*** Opening EXERCISE INPUT ***
PR #1579, opened 2023-05-18
tip: respect empty lines

### LINKED ISSUE #1578: Tip text positioning doesn't always pad top correctly
Using. "@observablehq/plot-0-6-7" tip:  In chrome browser (Version 113.0.5672.93 ) on win 10

Notebook that it happens on. https://observablehq.com/@hellonearthis/looking-at-using-ai-classify-an-age-specific-english-word-di#clu

The top padding seems to not happen sometimes.

image

Fil:
closes #1578

### DIFF
--- a/src/marks/tip.js
+++ b/src/marks/tip.js
@@ -188,8 +188,8 @@ export class Tip extends Mark {
       if (j >= 0) {
         // name is truncated
         name = name.slice(0, j).trimEnd() + ellipsis;
-        value = "";
         title = value.trim();
+        value = "";
       } else {
         if (name) value = " " + value;
         const [k] = cut(value, w - widthof(name), widthof, ee);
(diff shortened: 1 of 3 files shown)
*** Closing EXERCISE INPUT ***
» **TASK REQUIREMENTS**: From the entries, copy every line in which the word "observablehq" occurs.

» **WORKED SOLUTION**:
Using. "@observablehq/plot-0-6-7" tip:  In chrome browser (Version 113.0.5672.93 ) on win 10
Notebook that it happens on. https://observablehq.com/@hellonearthis/looking-at-using-ai-classify-an-age-specific-english-word-di#clu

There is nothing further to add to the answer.